The fluorescent microscope operates by filtering through only light with a specific wavelength for the fluorescent sample, usually from a mercury or xenon lamp. The light collides with the sample, and electrons become excited and move to a higher orbital level. As electrons return to their normal level, light energy is emitted. This is less bright with a longer wavelength than the original excitation light, and is made visible by use of a second filter in the microscope that separates the emitted light from the original excitation light.
Samples are first prepared prior to being viewed on a fluorescent microscope. For cells and tissues, this is done by fixation. Fixation allows for the structural organization of the sample to be maintained prior to staining with a fluorescent probe. The fixation technique use depends on factors such as the type of fluorescent probe used, and the size or thickness of the sample. There are several fixation techniques including precipitation, cryofixation and cross-linking.
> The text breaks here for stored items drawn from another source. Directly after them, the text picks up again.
PR #430, opened 2024-05-22
Just spec changes for state machine

garthwatney:


bocchino (changes requested):
This branch can't be merged as is. It's based on a branch that's out-of-date with fpp/main, and it collects all the changes into a single commit. But we want some of the changes and not others. In particular, merging this PR would wipe out all the info in the spec that was recently added to describe data products. I think this PR will have to be closed and another PR made based on a branch that is up-to-date with fpp/main.

PR #485, opened 2024-07-31
Rename enter exprs to transition exprs

bocchino:
Calling _[_ _do-expr_ _]_ `enter` _qual-ident_ an "enter expression" seems confusing, since it's not just an enter; it's also an optional do. I propose to rename this construct a "transition expression." This renaming works better in the spec and in the algorithm descriptions. E.g., the flattening algorithm maps flattened transitions to these constructs.

This change affects the parser and AST, but it's a simple renaming change.


bocchino:
Merging this. The change is underway in #486.

PR #489, opened 2024-08-02
Phase1 state machine instance additions semantics update

garthwatney:
Add priority and queue behavior semantics checking for state machine instance priority and queue full behavior


bocchino (approved):
Looks good!

PR #493, opened 2024-08-12
Phase 1 state machines

garthwatney:
This pull request adds the Phase 1 of state machines to the FPP language.  In phase 1 the state machine behavior is specified outside FPP but the state machine definition names and instance names are specified in FPP and the appropriate support code is generated in the component base class.  There are also some incidental cleanup like the key words (ask Rob)


bocchino:
We held an in-person review on 8/20/24. At that review we agreed on the following changes:
* There should be one signal-sending function for each state machine instance, instead of one function for all instances.
* The signal-sending function should implicitly fill in the state machine instance ID and should have two arguments: a signal ID enumeration ID and SignalBuffer, which is a stack-allocated buffer. The SignalBuffer should just contain data bytes.
* The size of the data stored in the SignalBuffer should not be hard-coded. It should be configurable as part of the F Prime configuration.
* The pure virtual functions called when doing an action should have three arguments: state machine instance ID, signal ID, and signal buffer.

garthwatney:
All issues from the 8/20 review should be fixed.

bocchino:
Great! I confirmed that the `check-cpp` tests pass.

As discussed, let's exercise a few more capabilities in the state machines in the unit tests.

compiler/tools/fpp-to-cpp/test/fprime/Fw/Types/Types.fpp
```diff
@@ -13,6 +13,12 @@ module Fw {
     NO_ROOM_LEFT  @< No room left in the buffer to serialize data
   }
 
+  struct SMSignals {
```
bocchino, line 16: Do we still need this type?

compiler/tools/fpp-to-cpp/test/fprime/Fw/Types/Types.fpp
```diff
@@ -71,4 +77,10 @@ module Fw {
       FAILURE @< Representing failure
       SUCCESS @< Representing success
   }
+
```
bocchino, line 80: Why is this type being added?

bocchino:
> I confirmed that the check-cpp tests pass.

Scratch that, I forgot to pull the latest. It looks like the STARS-generated code needs to be updated in this repo in order for the `fpp-check` compilation to work.

bocchino:
After the updates, I ran fpp-check against this F Prime branch: https://github.com/garthwatney/fprime/commit/08d8135b341daf5531a0ed1c1c06bad6bfe636f5. I'm seeing this compilation error in fpp-to-cpp/test/component/impl:
```
In file included from ActiveStateMachines.cpp:7:
./ActiveStateMachines.hpp:40:17: error: use of undeclared identifier 'S2_Interface'
          const S2_Interface::S2_Signals signal, //!< The state machine signal
                ^
fatal error: too many errors emitted, stopping now [-ferror-limit=]
```

compiler/tools/fpp-to-cpp/test/fprime/Fw/Types/Types.fpp
bocchino: This type is coming in from F Prime.

compiler/tools/fpp-to-cpp/test/component/ActiveStateMachines_S1.cpp
```diff
@@ -0,0 +1,103 @@
...
+// ======================================================================
+// \title  ActiveStateMachines_S1.cpp
+// \author Auto-generated
+// \brief  cpp file for state machine ActiveStateMachines_S1
+//
+// ======================================================================            
+    
+#include "stdio.h"
+#include "assert.h"
+#include "Fw/Types/SMSignalsSerializableAc.hpp"
```
bocchino, line 11: We need to remove this header include. `SMSignals` is no longer used.

compiler/tools/fpp-to-cpp/test/component/ActiveStateMachines_S1.hpp
```diff
@@ -0,0 +1,96 @@
...
+// \title  ActiveStateMachines_S1.h
+// \author Auto-generated
+// \brief  header file for state machine ActiveStateMachines_S1
+//
+// ======================================================================
+           
+#ifndef ACTIVESTATEMACHINES_S1_H_
+#define ACTIVESTATEMACHINES_S1_H_
+                                
+#include <Fw/SMSignal/SMSignalBuffer.hpp>
```
bocchino, line 12: For consistency with the rest of F Prime, I think the path should be `Fw/Sm/SmSignalBuffer.hpp`. Compare `Fw/Com/ComPacket.hpp`, `Fw/Dp/DpContainer.hpp`, etc.

compiler/tools/fpp-to-cpp/test/fprime/Fw/Types/Types.fpp
bocchino: I removed this type and fixed a related bug in the code gen (a use of the type was still hanging around and needed to be replaced).

compiler/tools/fpp-to-cpp/test/component/ActiveStateMachines_S1.cpp
bocchino: I removed this.

bocchino: I fixed this. I also removed the dependencies on stdio and assert. These are not allowed in F Prime flight code. @garthwatney Please update the STARS code generator to match.

bocchino:
`fpp-check` is now passing.

compiler/tools/fpp-to-cpp/test/component/ActiveStateMachines_S1.cpp
```diff
@@ -0,0 +1,100 @@
+
+// ======================================================================
+// \title  ActiveStateMachines_S1.cpp
+// \author Auto-generated
+// \brief  cpp file for state machine ActiveStateMachines_S1
+//
+// ======================================================================            
+
+#include "ActiveStateMachines_S1.hpp"
```
bocchino, line 9: @garthwatney Can you make sure that STARS generates these header includes? Before I saw dependencies on C stdio and C assert. We shouldn't have those dependencies in flight code.

compiler/tools/fpp-to-cpp/test/component/ActiveStateMachines_S1.cpp
```diff
@@ -0,0 +1,100 @@
...
+            
+            switch (signal) {
+
+                default:
+                    break;
+            }
+            break;
+    
+        default:
+            FW_ASSERT(0);
```
bocchino, line 98: @garthwatney Can you make sure that STARS generates FW_ASSERT here? Before I saw a C-style assert, which we should not use in F Prime flight code.

compiler/tools/fpp-to-cpp/test/component/ActiveStateMachines_S1.hpp
garthwatney: Done

compiler/tools/fpp-to-cpp/test/component/ActiveStateMachines_S1.cpp
garthwatney: Done

compiler/tools/fpp-to-cpp/test/component/ActiveStateMachines_S1.cpp
garthwatney: Done

compiler/tools/fpp-to-cpp/test/component/ActiveStateMachines_S1.hpp
bocchino: Looks good!

bocchino (approved):
Looks good!

LeStarch (approved):

PR #494, opened 2024-08-14
Add Displayable Types

jwest115:


bocchino (approved):
Looks good! I made some revisions to the User's Guide. I added some semantic tests for displayable types, and I added some more error reporting for tracing through type definitions for non-displayable types.

PR #495, opened 2024-08-16
Fixing missing parameters in overflow hook calls

LeStarch:
Fixes for overflow hook call.  In short, the `portNum`  default argument was missing.


bocchino (approved):
Looks good. I made some additional fixes to get it to compile.

1. Internal ports were still broken. Fixed now.
2. To call the overflow hook for async commands, we have to deserialize the command arguments. The deserialization code is missing. For now I commented out the hook call.

I will open an issue on item 2. I want to defer work on this issue until #493 is merged. It is very difficult to simultaneously develop the overflow hook changes and the state machine changes to the same code. In the mean time, all the overflow behavior except for commands should be good to test in FppTest.

PR #497, opened 2024-08-22
Fix code gen for command overflow hooks

### LINKED ISSUE #496: Fix code generation for command overflow hooks
We need to deserialize the command arguments before calling the hook. See #495.

This will require some refactoring of the code gen, as we will need to do the same thing as in the code that calls the command handlers.

This issue is blocked on #493 to avoid conflicts.

bocchino:
* In the function prototypes and at the call sites, follow the pattern of the pre-message hooks. Don't include the command arguments. At the call sites, these are in serialized form and so are not available in typed argument form.
* Re-enable the call sites, which were commented out to get the code to compile.
* Update the unit tests.
* Update the version stamp to after v2.1.0.
* Re-generate the docs.

Closes #496.

### DIFF
--- a/compiler/lib/src/main/scala/codegen/CppWriter/ComponentCppWriter/ComponentCommands.scala
+++ b/compiler/lib/src/main/scala/codegen/CppWriter/ComponentCppWriter/ComponentCommands.scala
@@ -192,7 +192,7 @@ case class ComponentCommands (
                   priority,
                   MessageType.Command,
                   cmd.getName,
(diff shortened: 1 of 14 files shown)


thomas-bc (approved):

LeStarch (approved):

LeStarch:
@bocchino once merged, ready for a alpha?

bocchino:
Yes, I will merge it and then make an alpha release.

PR #498, opened 2024-08-27
Fix a glitch in CI

bocchino:
Scala 3.5 has broken the use of `scala` on the command line to run compiled Scala classes. `scala` now invokes the Scala CLI, which has different behavior. See https://www.scala-lang.org/blog/2024/08/22/scala-3.5.0-released.html. The new way to run compiled Scala classes, if any, is not documented online. Scala 3.5.0 is so new that it is not yet available in MacPorts.

For now, detect that Scala 3.5 is installed and disable the test in this case. This is OK for CI, because the checks done by this test are redundant with the checks done by the fpp-to-cpp tests. When the Scala docs and the distributions stabilize, we'll work out a better fix.


bocchino:
Scala 3.5 seems to have broken the use of `scala` on the command line to run compiled Scala classes. See https://www.scala-lang.org/blog/2024/08/22/scala-3.5.0-released.html.

LeStarch (approved):

PR #512, opened 2024-09-16
Allow unmatched connections to matched ports

### LINKED ISSUE #249: Improve support for matching connections through a hub
The matched port checker does not play well with the hub pattern. When it sees a pair (p1, p2) of matched ports, it expects each connection C with one end at p1 to have a unique instance I(C) at the other end, and it looks for a matching connection between p2 and I(C). This works fine for matched connections in a single physical deployment, but when matched connections cross a hub boundary everything is connected to a single hub instance, so the pattern doesn't work.

We discussed two possible fixes:
1. We relax the matching algorithm so it does not attempt to enforce matching if it sees a manually numbered connection with a serial port at the other end. 
1. We extend the matching algorithm so that two connections are matched if they go to the same component with the same port indices.
Solution 2 seems cleaner, but it requires a change to the way that the hub is currently used (currently, the pairs of matched connections typically do not have matching port indices at the hub).

### LINKED ISSUE #525: spec  on Component Graph Specifiers missing "text event" pattern-kind
`Ref/Top/topology.fpp` in fprime has `text event connections instance textLogger` but the `text event` part seems to be missing from the spec Section 7.3.

jwest115:
- Added `unmatched` keyword
- Updated parser to catch `unmatched` specifiers
- Updated connection AST and semantics to include whether the connection is unmatched. Added error handling for the case where unmatched is specified on connections that do not have matched ports.
- Updated automatic port numbering algorithm to consider unmatched connections
- Added unit tests
- Updated spec and user guide to include match constrained and unmatched concepts

Closes #249. Closes #525.


compiler/tools/fpp-to-xml/test/top_numbering/unmatched/unmatched_connections.fpp
```diff
@@ -0,0 +1,59 @@
...
+
+    instance c1
+    instance c2
+    instance c3
+    instance c4
+
+    connections P {
+      # Case 1: 2 ports that go to the same component
+      unmatched c1.pOut -> c1.pIn
+      unmatched c2.pOut -> c1.pIn
```
jwest115, line 36: should be c2.In

compiler/lib/src/main/scala/util/Error.scala
```diff
@@ -211,6 +215,10 @@ sealed trait Error {
         Error.print (Some(loc)) ("passive component may not have async input")
       case SemanticError.PassiveStateMachine(loc) =>
         Error.print (Some(loc)) ("passive component may not have a state machine instance")
+      case SemanticError.PortNumberAlreadyInUse(n) =>
+        Error.print (None) (s"port number $n is already in use")
+      case SemanticError.PortNumberOutOfRange(portNumber, port, arraySize) =>
```
bocchino, line 220: `PortNumberOutOfRange` appears to be redundant with `InvalidPortNumber`. Can we just use `InvalidPortNumber`?

compiler/lib/src/main/scala/analysis/Semantics/ResolveTopology/MatchedPortNumbering.scala
```diff
@@ -161,29 +187,52 @@ object MatchedPortNumbering {
...
+    // Computes the set of used ports for all connections at a specific port instance
+    def computeUsedPortNumbers(pi: PortInstance): Result.Result[Set[Int]] = {
+      val empty: Set[Int] = Set()
+      val pii = PortInstanceIdentifier(ci, pi)
+      val cs = t.getConnectionsAt(pii).toList.sorted
+      Result.foldLeft (cs) (empty) ((s, c) => {
+        val used = t.getUsedPortNumbers(pi, List(c))
+        val intersection = s.intersect(used)
+        // Do not allow duplicate port numbers
+        if intersection.nonEmpty
```
bocchino, line 218: Is it possible for this intersection to contain more than one element?

compiler/lib/src/main/scala/util/Error.scala
```diff
@@ -195,8 +195,12 @@ sealed trait Error {
       case SemanticError.MissingConnection(loc, matchingLoc) =>
         Error.print (Some(loc)) ("no match for this connection")
         printMatchingLoc(matchingLoc)
+      case SemanticError.MissingPortMatching(loc) =>
+        Error.print (Some(loc)) ("unmatched connection must go from or to a matched port")
       case SemanticError.MissingPort(loc, specMsg, portMsg) =>
         Error.print (Some(loc)) (s"component with $specMsg must have $portMsg")
+      case SemanticError.MultipleConnectionsAtPortIndex(portIndexString) =>
+        Error.print (None) (s"multiple connections appear at port indices $portIndexString")
```
bocchino, line 203: I think this error message should not refer to indices (plural). The common case (and maybe the only case?) is a single index.

compiler/lib/src/main/scala/analysis/Semantics/ResolveTopology/MatchedPortNumbering.scala
jwest115: I think a case where the intersection would contain more than one element is when a connections is using 2 or more port numbers that are already in the accumulator set. In this case I use `nonEmpty` to check if the intersection contains at least one element. If it does, then that means that there is a duplicate (multiple connections are using the same port number) and we throw and error.

compiler/lib/src/main/scala/util/Error.scala
jwest115: True! I updated the wording in the error to be "index" vs. "indices".

compiler/lib/src/main/scala/analysis/Semantics/ResolveTopology/MatchedPortNumbering.scala
bocchino: I don't see how a connection can use 2 port numbers. A connection has the form `a.b[i] -> c.d[j]`, where `i` and `j` are numbers.

bocchino: We are thinking of extending connections to allow ranges, e.g., a.b[0..5] -> c.d[0..5], but we don't allow that yet.

jwest115: I was thinking of the case where i and j are different numbers, so the connection would be using 2 port numbers. Does that make sense?

jwest115: Oh, actually never mind. Only one port number would be used since we are dealing with one port instance at a time.  Sorry for the confusion and to clear this up, the intersection would contain only one element!

compiler/lib/src/main/scala/util/Error.scala
```diff
@@ -195,8 +195,12 @@ sealed trait Error {
       case SemanticError.MissingConnection(loc, matchingLoc) =>
         Error.print (Some(loc)) ("no match for this connection")
         printMatchingLoc(matchingLoc)
+      case SemanticError.MissingPortMatching(loc) =>
+        Error.print (Some(loc)) ("unmatched connection must go from or to a matched port")
       case SemanticError.MissingPort(loc, specMsg, portMsg) =>
         Error.print (Some(loc)) (s"component with $specMsg must have $portMsg")
+      case SemanticError.MultipleConnectionsAtPortIndex(portIndexString) =>
+        Error.print (None) (s"multiple connections appear at port index $portIndexString")
```
jwest115, line 203: Re-word error, something along the lines of "duplicate connection at matched port"

compiler/lib/src/main/scala/analysis/Semantics/ResolveTopology/MatchedPortNumbering.scala
```diff
@@ -161,29 +187,52 @@ object MatchedPortNumbering {
...
       })
     }
+
+    // Computes the set of used ports for all connections at a specific port instance
+    def computeUsedPortNumbers(pi: PortInstance): Result.Result[Set[Int]] = {
+      val empty: Set[Int] = Set()
+      val pii = PortInstanceIdentifier(ci, pi)
+      val cs = t.getConnectionsAt(pii).toList.sorted
+      Result.foldLeft (cs) (empty) ((s, c) => {
+        val used = t.getUsedPortNumbers(pi, List(c))
```
jwest115, line 215: Folding over all the ports that are connected to a specific matched instance.

compiler/lib/src/main/scala/util/Error.scala
```diff
@@ -211,6 +215,8 @@ sealed trait Error {
         Error.print (Some(loc)) ("passive component may not have async input")
       case SemanticError.PassiveStateMachine(loc) =>
         Error.print (Some(loc)) ("passive component may not have a state machine instance")
+      case SemanticError.PortNumberAlreadyInUse(n) =>
+        Error.print (None) (s"port number $n is already in use")
```
jwest115, line 219: need to call out which port number is causing the issue and where it was already used in the other connection

compiler/lib/src/main/scala/util/Error.scala
jwest115: Update: we want a new error along the lines of "matched port numbering could not find an available port number on both sides of the matching"

compiler/lib/src/main/scala/analysis/Semantics/ResolveTopology/MatchedPortNumbering.scala
jwest115: Update: refactor to do something similar to `checkDuplicateOutputConnections`

bocchino (approved):
Looks great! Everything was functionally correct. I made some revisions for style, clarity, and efficiency.

PR #513, opened 2024-09-24
Refactors AC queue codegen to be inline with OSAL queue refactor

LeStarch:
This brings codegen inline with new OSAL refactors.


bocchino:
The corresponding PR to nasa/fprime is https://github.com/nasa/fprime/pull/2895.

bocchino (approved):
Looks good! I confirmed that the fpp-check tests pass.

PR #517, opened 2024-10-02
FP-2784: Add trace id to fpp

Shivaly-Reddy:
Adding trace id type to fpp to enable Tracing implementation


bocchino (approved):
Looks good!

Cross-linking is a common fixing technique, where a reagent that binds to intracellular components of the sample is added. Aldehydes such as paraformaldehyde and glutaraldehyde are commonly used as fixing reagents, and they form covalent links with amine groups from the sample, via the Schiff acid-based reaction. Aldehydes are considered a carcinogenic and should be handled within a fume hood. Cross-linking reagents are generally dissolved in an appropriate buffer such as phosphate buffered saline (PBS), which helps to maintain the cell close to its normal physiological state without disrupting its cellular structure. Amine-containing buffers are not recommended because they bind to the cross-linking reagent.
Fluorochromes are generally designed around aromatic, organic compounds that bind to the biological sample. In cell samples, fluorochromes also monitor cell viability, including apoptosis, membrane fluidity, endocytosis, exocytosis and enzymatic activity. Common fluorochromes used in fluorescent microscopy are rhodamine and Hoechst stains. Rhodamine is used to label a range of biological molecules, including nucleic acids, proteins, lipids, carbohydrates, hormones and toxins. Rhodamine has a high photostability, extinction, fluorescent quantum yield, and a low degree of triplet formation. The two types of Hoechst stains, 33258 and 33342, are mainly used to label DNA. They can be used to stain living cells and can also visualize mitochondria and nuclei. Hoechst stains disrupt DNA replication during cell division as a result of their DNA binding and are thus considered carcinogenic and mutagenic.